The rise of #MeToo has coincided with the surge of a new wave of feminism, and the associated hype has naturally been intertwined with the LGBTQ movement and gender ideology. Phrases like ‘toxic masculinity’ have emerged, seemingly serving no purpose other than to justify the ideology and completely ‘de-masculinize’ men. According to a recent survey conducted in collaboration with King’s College London, 37 per cent of British men aged 16 to 29 find the term ‘toxic masculinity’ unhelpful, which is double the proportion among women in the same age group. The research indicates that male members of Generation Z (those born between 1995 and 2009) hold a significantly more negative view of feminism than their older counterparts.
The progressive, liberal side consistently embraces ideologies perceived as harmful by many young men,
whether it be radical feminism or LGBTQ and gender ideology. The survey mentioned earlier highlights a noteworthy shift among young men in Britain, reflecting an increasingly positive view towards opinion leaders who reject and oppose these ideologies. Notable figures such as Canadian author and academic Jordan B. Peterson or kickboxing world champion turned internet opinion leader Andrew Tate are gaining favour among this demographic, as indicated by the survey.

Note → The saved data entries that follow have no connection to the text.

PR #1175, opened 2020-09-06
Add support for AHTxx temperature and humidity sensor devices and MH-Z19B CO2 gas sensor

fehdem:
Adding support for AHT20 and AHT10 temperature and humidity devices ([http://www.aosong.com/en/productslist-4.html]).
The devices can be connected to standard I2C bus.


dnfadmin:
[CLA assistant check](https://cla.dotnetfoundation.org/dotnet/iot?pullRequest=1175) <br/>Thank you for your submission, we really appreciate it. Like many open source projects, we ask that you sign our [Contributor License Agreement](https://cla.dotnetfoundation.org/dotnet/iot?pullRequest=1175) before we can accept your contribution.<br/><br/>:x: fehdem [sign now](https://cla.dotnetfoundation.org/dotnet/iot?pullRequest=1175)<br/><sub>You have signed the CLA already but the status is still pending? Let us [recheck](https://cla.dotnetfoundation.org/check/dotnet/iot?pullRequest=1175) it.</sub>

src/devices/Ahtxx/AhtBase.cs
```diff
@@ -0,0 +1,159 @@
...
+            {
+                (byte)Command.Measure,
+                0x33, // command parameters c.f. datasheet, version 1.1, ch. 5.4
+                0x00
+            };
+            _i2cDevice.Write(buffer);
+
+            while (IsBusy())
+            {
+                Thread.Sleep(10);
```
pgrawehr, line 95: Are you sure you need so long loop times? What is the time it usually takes for this command to execute? (Probably specified in the sheet)

src/devices/Ahtxx/AhtBase.cs
```diff
@@ -0,0 +1,159 @@
...
+            }
+
+            buffer = stackalloc byte[6];
+            _i2cDevice.Read(buffer);
+
+            Int32 rawHumidity = (buffer[1] << 12) | (buffer[2] << 4) | (buffer[3] >> 4);
+            _humidity = (rawHumidity * 100.0) / 0x100000;
```
pgrawehr, line 102: Looks a bit weird, converting to double and then do a hex division. This looks like you would do an integer division, only "by accident" the division is actually using double. Maybe add comment?

src/devices/Ahtxx/AhtBase.cs
```diff
@@ -0,0 +1,159 @@
...
+            _temperature = ((rawTemperature * 200.0) / 0x100000) - 50;
+        }
+
+        /// <summary>
+        /// Perform soft reset command sequence
+        /// </summary>
+        private void SoftReset()
+        {
+            _i2cDevice.WriteByte((byte)Command.SoftRest);
+            Thread.Sleep(20); // reset requires 20ms at most, c.f. datasheet version 1.1, ch. 5.5
```
pgrawehr, line 113: Please cross check that the datasheet really says 20 Milliseconds. Most sensors have wait times in the order of nanoseconds only.

src/devices/Ahtxx/AhtBase.cs
```diff
@@ -0,0 +1,159 @@
...
+            return (GetStatusByte() & (byte)StatusBit.Busy) == (byte)StatusBit.Busy;
+        }
+
+        private bool IsCalibrated()
+        {
+            return (GetStatusByte() & (byte)StatusBit.Calibrated) == (byte)StatusBit.Calibrated;
+        }
+
+        /// <inheritdoc />
+        public void Dispose()
```
pgrawehr, line 150: Since this class is not sealed, it should use the correct dispose pattern (with an overloadable `Dispose(bool disposing)` member)

pgrawehr (changes requested):
Only minor comments from my end, otherwise LGTM.

src/devices/Ahtxx/Aht20.cs
```diff
@@ -0,0 +1,22 @@
+﻿// Licensed to the .NET Foundation under one or more agreements.
+// The .NET Foundation licenses this file to you under the MIT license.
+// See the LICENSE file in the project root for more information.
+
+using System.Device.I2c;
+
+namespace Iot.Device.Ahtxx
+{
+    /// <summary>
+    /// Add documentation here
```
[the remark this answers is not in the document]
fehdem: Oh yes, I'll do so. Sorry.

src/devices/Ahtxx/AhtBase.cs
```diff
@@ -0,0 +1,159 @@
...
+        }
+
+        /// <summary>
+        /// Gets the current temperature reading from the sensor.
+        /// </summary>
+        /// <returns>Temperature reading</returns>
+        public Temperature GetTemperature()
+        {
+            Measure();
+            return new Temperature(_temperature, UnitsNet.Units.TemperatureUnit.DegreeCelsius);
```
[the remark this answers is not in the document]
fehdem: Yes, that's a reasonable proposal.

src/devices/Ahtxx/AhtBase.cs
fehdem: Indeed I took the max. exec. times given in the datasheet. Probably I can shorten the cycle by querying I bit more often. I had this thought already, on the other hand speed wasn't my primary goal and at the same time I always try to avoid too much "polling" traffic on the bus. However, I think a 2ms interval wouldn't do any harm, but may speed up the whole reading process.

src/devices/Ahtxx/AhtBase.cs
fehdem: Yes, it does, at least as a max. exec. time. However, let me try to figure out if this could be sped up using the busy flag. I'll built a prototype this weekend and check.

src/devices/Ahtxx/AhtBase.cs
fehdem: I'll add documentation. This is indeed not self explaining.

src/devices/Ahtxx/AhtBase.cs
fehdem: Ok. I'll change this.

src/devices/Ahtxx/AhtBase.cs
fehdem: I double checked the datasheet - it states: "Wait for 80ms to wait for the measurement to be completed. If the read status word Bit [7] is 0, it indicates that the measurement is completed, ...."
So looping in 10ms intervals should be good. 
However I did some testing and profiling. 

```
GetTemperature
     [1,2]: 0
     [2,5]: 0
    [5,10]: 0
   [10,20]: 983
   [20,50]: 14
  [50,100]: 2
 [100,200]: 0
```
It seems that the measurement takes much less than 80ms. So, I think the loop is ok.

src/devices/Mhz19b/Mhz19b.cs
```diff
@@ -0,0 +1,218 @@
...
+            return SendRequest(request);
+        }
+
+        /// <summary>
+        /// Switches the autmatic baseline correction on and off.
+        /// The sensor doesn't respond anything, so this is fire and forget.
+        /// </summary>
+        /// <param name="state">State of automatic correction</param>
+        /// <returns>true, if the command could be send</returns>
+        public bool AutomaticBaselineCorrection(AbmState state)
```
Ellerbach, line 142: Would it be easier if you are just using a property? 
AbmState is only on and off. That will make it simpler
I understand SendRequest returns a potential status but you can as well raise an IOException as if you have a problem with the serial port, none of the commands will work anyway. 
If there are good reasons why not having a bool property (or if you want to keep the enum a AbmState property), then please use a verb for the function like SetAutomaticBaselineCorrection or SwitchAutomaticBaselineCorrection

src/devices/Mhz19b/Mhz19b.cs
```diff
@@ -0,0 +1,218 @@
...
+
+            request[(int)MessageFormat.Checksum] = Checksum(request);
+
+            try
+            {
+                _serialPort.Open();
+                _serialPort.Write(request, 0, request.Length);
+                validity = true;
+            }
+            finally
```
Ellerbach, line 181: Would be better to raise an IOException rather than returning an issue? If there is an issue with the serial port, none of the other commands will work anyway.

src/devices/Mhz19b/Mhz19b.cs
```diff
@@ -0,0 +1,218 @@
...
+        private bool _disposed = false;
+        private SerialPort _serialPort = null;
+
+        /// <summary>
+        /// Initializes a new instance of the <see cref="Mhz19b"/> class.
+        /// </summary>
+        /// <param name="uartDevice">Path to the UART device / serial port, e.g. /dev/serial0</param>
+        public Mhz19b(string uartDevice)
+        {
+            if (uartDevice == null)
```
Ellerbach, line 50: Maybe check with String.IsNullOrEmpty?

src/devices/Mhz19b/Mhz19b.cs
```diff
@@ -0,0 +1,218 @@
...
+
+            return (concentration, validity);
+        }
+
+        /// <summary>
+        /// Initiates a zero point calibration.
+        /// The sensor doesn't respond anything, so this is fire and forget.
+        /// </summary>
+        /// <returns>true, if the command could be send</returns>
+        public bool ZeroPointCalibration() => SendRequest(CreateRequest(Command.CalibrateZeroPoint));
```
Ellerbach, line 118: Please use a verb for this action like InitiateZeroPointCalibration()

src/devices/Mhz19b/Mhz19b.cs
```diff
@@ -0,0 +1,218 @@
...
+
+        /// <summary>
+        /// Initiate a span point calibration.
+        /// The sensor doesn't respond anything, so this is fire and forget.
+        /// </summary>
+        /// <param name="span">span value, e.g. 2000[ppm]</param>
+        /// <returns>true, if the command could be send</returns>///
+        public bool SpanPointCalibration(int span)
```
Ellerbach, line 126: Please use a verb for this action like InitiateSpanPointCalibration
Please also use the propre UnitsNet for the span. There is one for concentrations
Please add in the comments to minimum and maximum value and check it at the beginning of the function. From what I can see, it's from 0 to 65K

src/devices/Mhz19b/Mhz19b.cs
```diff
@@ -0,0 +1,218 @@
...
+            return SendRequest(request);
+        }
+
+        /// <summary>
+        /// Set the sensor detection range.
+        /// The sensor doesn't respond anything, so this is fire and forget
+        /// </summary>
+        /// <param name="detectionRange">Detection range of the sensor</param>
+        /// <returns>true, if the command could be send</returns>
+        public bool SensorDetectionRange(DetectionRange detectionRange)
```
Ellerbach, line 157: You can either use a property here or add an action verb like SetSensorDetectionRange. 
Having a property would a bit better. You can as well return the current value.

src/devices/Mhz19b/Mhz19b.cs
```diff
@@ -0,0 +1,218 @@
...
+            {
+                throw new ArgumentNullException(nameof(uartDevice));
+            }
+
+            // create serial port using the setting acc. to datasheet, pg. 7, sec. general settings
+            _serialPort = new SerialPort(uartDevice, 9600, Parity.None, 8, StopBits.One);
+            _serialPort.Encoding = Encoding.ASCII;
+            _serialPort.ReadTimeout = 1000;
+            _serialPort.WriteTimeout = 1000;
+        }
```
Ellerbach, line 60: Do you have any way to check that the sensor is attached? A serial number to read or equivalent?

src/devices/Mhz19b/samples/Mhz19b.Sample.cs
```diff
@@ -0,0 +1,34 @@
...
+    /// Samples for Mhz19b
+    /// </summary>
+    public class Program
+    {
+        /// <summary>
+        /// Main entry point
+        /// </summary>
+        public static void Main(string[] args)
+        {
+            Mhz19b sensor = new Mhz19b("/dev/serial0");
```
Ellerbach, line 21: Maybe add something for the calibration to show how to use it?

src/devices/Mhz19b/README.md
```diff
@@ -0,0 +1,23 @@
...
+
+|Function|	Raspi pin|	MH-Z19 pin|
+|--------|-----------|------------|
+|Vcc +5V |2 (+5V)	 |6 (Vin)     |
+|GND	 |6 (GND)	 |7 (GND)     |
+|UART	 |8 (TXD0)	 |2 (RXD)     |
+|UART	 |10 (RXD0)	 |3 (TXD)     |
+Table: MH-Z19B to RPi 3 connection
+ 
+**Make sure that you read the datasheet carefully before altering the default calibration behaviour.
```
Ellerbach, line 19: Maybe add an example and a bit of details here?

src/devices/Mhz19b/README.md
```diff
@@ -0,0 +1,23 @@
+﻿# MH-Z19B CO2-Sensor
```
PR #1178, opened 2020-09-09
Common project cleanup

pgrawehr:
- Clean up the common project structure (adjust to the bindings)
- Add a small extra weather function

### DIFF
--- a/src/devices/Common/CommonHelpers.csproj
+++ b/src/devices/Common/CommonHelpers.csproj
@@ -3,10 +3,15 @@
   <PropertyGroup>
     <TargetFramework>netcoreapp2.1</TargetFramework>
     <EnableDefaultItems>false</EnableDefaultItems>
+    <RootNamespace></RootNamespace>
   </PropertyGroup>
 
   <ItemGroup>
     <Compile Include="*.cs" />
+	<Compile Include="Iot/Device/Common/*.cs" />
+	<Compile Include="Iot/Device/Graphics/*.cs" />
+	<Compile Include="System/Device/*.cs" />
+	<Compile Include="System/Device/Gpio/*.cs" />
     <ProjectReference Include="$(MainLibraryPath)System.Device.Gpio.csproj" />
   </ItemGroup>
 
--- a/src/devices/Common/Iot/Device/Common/WeatherHelper.cs
+++ b/src/devices/Common/Iot/Device/Common/WeatherHelper.cs
@@ -180,7 +180,7 @@ namespace Iot.Device.Common
         /// <param name="pressure">The pressure at the point for which altitude is being calculated</param>
         /// <param name="seaLevelPressure">The sea-level pressure</param>
         /// <param name="airTemperature">The dry air temperature at the point for which altitude is being calculated</param>
-        /// <returns>The altitude in meters</returns>
+        /// <returns>The altitude</returns>
         public static Length CalculateAltitude(Pressure pressure, Pressure seaLevelPressure, Temperature airTemperature)
         {
             double meters = ((Math.Pow(seaLevelPressure.Pascals / pressure.Pascals, 1 / 5.255) - 1) * airTemperature.Kelvins) / 0.0065;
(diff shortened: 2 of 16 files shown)


Ellerbach (commented):
Looks good to me, just make sure no other project is using this CommonHelpers.csproj

pgrawehr:
I think I checked all. There shouldn't be any wrong references floating around.

Ellerbach (approved):
If all the references has been changed, I'm good to go.

src/devices/Common/CommonHelpers.csproj
```diff
@@ -3,11 +3,16 @@
   <PropertyGroup>
     <TargetFramework>netcoreapp2.1</TargetFramework>
```
joperezr, line 4: NIT we don't use RootNamespace in our projects so lets just clean it up from here

src/devices/Common/Iot/Device/Common/WeatherHelper.cs
```diff
@@ -138,11 +138,36 @@ public static Temperature CalculateDewPoint(Temperature airTemperature, Ratio re
         /// <remarks>
         /// Source https://de.wikipedia.org/wiki/Luftfeuchtigkeit#Absolute_Luftfeuchtigkeit
         /// </remarks>
-        public static double CalculateAbsoluteHumidity(Temperature airTemperature, Ratio relativeHumidity)
+        public static Density CalculateAbsoluteHumidity(Temperature airTemperature, Ratio relativeHumidity)
```
joperezr, line 141: I think there was an open issue to fix this to return units right?, if this was the only one missing lets make sure to close that issue with this PR

src/devices/Common/Iot/Device/Common/WeatherHelper.cs
```diff
@@ -138,11 +138,36 @@ public static Temperature CalculateDewPoint(Temperature airTemperature, Ratio re
...
+        /// and another temperature-only sensor that gives more reasonable ambient temperature readings.
+        /// Do note that the relative humidity is dependent on the temperature, because it depends on how much water a volume of air
+        /// can contain, which increases with temperature.
+        /// </summary>
+        /// <param name="airTemperatureFromHumiditySensor">Temperature measured by the humidity sensor</param>
+        /// <param name="relativeHumidityMeasured">Humidity measured</param>
+        /// <param name="airTemperatureFromBetterPlacedSensor">Temperature measured by better placed sensor</param>
+        /// <returns>A corrected humidity. The value will be lower than the input value if the better placed sensor is cooler than
+        /// the "bad" sensor.</returns>
+        public static Ratio CorrectRelativeHumidityFromDifferentSensor(Temperature airTemperatureFromHumiditySensor,
```
joperezr, line 160: NIT I’m definitely not great at naming methods but this one seems a bit confusing. Should we do something like `GetRelativeHumidityFromActualAirTemperature` or something likethat?

src/devices/Media/Media.csproj
```diff
@@ -8,7 +8,7 @@
   </PropertyGroup>
 
   <ItemGroup>
-    <PackageReference Include="System.Drawing.Common" Version="4.5.1" />
+    <PackageReference Include="System.Drawing.Common" Version="$(SystemDrawingCommonPackageVersion)" />
```
joperezr, line 11: Great catch!

joperezr (approved):
Left minor comments but looks great otherwise, thanks a bunch Patrick!

src/devices/Common/CommonHelpers.csproj
pgrawehr: @joperezr : Setting it to empty here just has the effect of automatically creating new files with the correct namespace, depending on their location in the directory tree. If this line is removed, the namespace of a file added to the "Common" folder will be something like `Iot.Common.Iot.Device.Common` instead of just `Iot.Device.Common`.

src/devices/Common/Iot/Device/Common/WeatherHelper.cs
pgrawehr: #1181 is actually about a different method. I think I shouldn't touch that, since somebody else is fixing that.

src/devices/Common/Iot/Device/Common/WeatherHelper.cs
pgrawehr: Yea, I guess that's a better name. I'll change it.

src/devices/Common/Iot/Device/Common/WeatherHelper.cs
krwq: if there is no open PRs there then you're good, make sure to update the issue 😄

krwq (approved):
LGTM after fixing comments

This brings us to another significant factor contributing to the polarization of young generations—social media. Given that Generation Z members spend substantial time on platforms like TikTok, the content they consume here plays a crucial role in shaping their worldview.
While information is now available on an unprecedented scale, social media’s algorithms play a role in limiting the diversity of perspectives encountered.
The algorithms recommend content similar to what users have already seen, creating a filter bubble that reinforces existing political, cultural, and social worldviews. This insular process can lead individuals to believe their worldview is the only correct one, dismissing anything contradictory as wrong.
The potential consequences of the political divide between men and women in Generation Z should not be underestimated. South Korea serves as an extreme example in South-East Asia, where the negative effects are already evident. The marriage rate in South Korea has been sharply declining, with the number of births per woman dropping to 0.78 in 2022—currently the lowest in the world. This trend, if continued, poses dangers that can be extrapolated from the South Korean experience. In a Western world grappling with a demographic crisis, no country can afford to pit young men and women against each other for political and ideological reasons, risking decreased marriage rates and declining birth rates. Such a scenario would ultimately threaten the very fabric of Europe as we know it.
The solution to reversing this trend, if it is reversible at all, remains unknown. A crucial initial step involves having strong national governments capable and willing to confront LGBTQ and gender ideology, which fuels the growing divide. Hungary stands out as one of the few European countries taking action, implementing a child protection law—constantly criticized by the left—that prevents the indoctrination of children, allowing for an education free of gender ideology.
Expanding such practices beyond Hungary could help counter the prevailing gender discourse in various aspects of society, from media and politics to entertainment, potentially contributing to bridging the gap between young men and women.